SigStyle: Signature Style Transfer via Personalized Text-to-Image Models

Authors

  • Ye Wang School of Artificial Intelligence, Jilin University
  • Tongyuan Bai School of Artificial Intelligence, Jilin University
  • Xuping Xie College of Computer Science and Technology, Jilin University
  • Zili Yi School of Intelligence Science and Technology, Nanjing University
  • Yilin Wang Adobe
  • Rui Ma School of Artificial Intelligence, Jilin University Engineering Research Center of Knowledge-Driven Human-Machine Intelligence, MOE, China

DOI:

https://doi.org/10.1609/aaai.v39i8.32868

Abstract

Style transfer enables the seamless integration of artistic styles from a style image into a content image, resulting in visually striking and aesthetically enriched outputs. Despite numerous advances in this field, existing methods did not explicitly focus on the signature style, which represents the distinct and recognizable visual traits of the image such as geometric and structural patterns, color palettes and brush strokes etc.

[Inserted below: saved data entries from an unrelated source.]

Issue #33, opened 2016-08-03
Add meangingful docs to all public functions


bonkey:
Enabling `missing_docs` in `.swiftlint.yml` would help with this a lot (and it should stay enabled)

bonkey:
Unfinished, yet, pulling back to Ready

PR #748, opened 2017-02-20
#747: Use types named with typealiases instead of pure Strings

bonkey:
#747: Use types named with typealiases instead of pure Strings

### DIFF
--- a/AtlasSDK/AtlasSDK/AtlasAPIClient_public.swift
+++ b/AtlasSDK/AtlasSDK/AtlasAPIClient_public.swift
@@ -4,45 +4,6 @@
 
 import Foundation
 
-/// Completion closure with `Bool` in `AtlasAPIResult.success` result
-public typealias SuccessCompletion = (AtlasAPIResult<Bool>) -> Void
-
-/// Completion closure with `Customer` in `AtlasAPIResult.success` result
-public typealias CustomerCompletion = (AtlasAPIResult<Customer>) -> Void
-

In this paper, we introduce SigStyle, a framework that leverages the semantic priors that embedded in a personalized text-to-image diffusion model to capture the signature style representation. This style capture process is powered by a hypernetwork that efficiently fine-tunes the diffusion model for any given single style image. Style transfer then is conceptualized as the reconstruction process of content image through learned style tokens from the personalized diffusion model. Additionally, to ensure the content consistency throughout the style transfer process, we introduce a time-aware attention swapping technique that incorporates content information from the original image into the early denoising steps of target image generation. Beyond enabling high-quality signature style transfer across a wide range of styles, SigStyle supports multiple interesting applications, such as local style transfer, texture transfer, style fusion and style-guided text-to-image generation. Quantitative and qualitative evaluations demonstrate our approach outperforms existing style transfer methods for recognizing and transferring the signature styles.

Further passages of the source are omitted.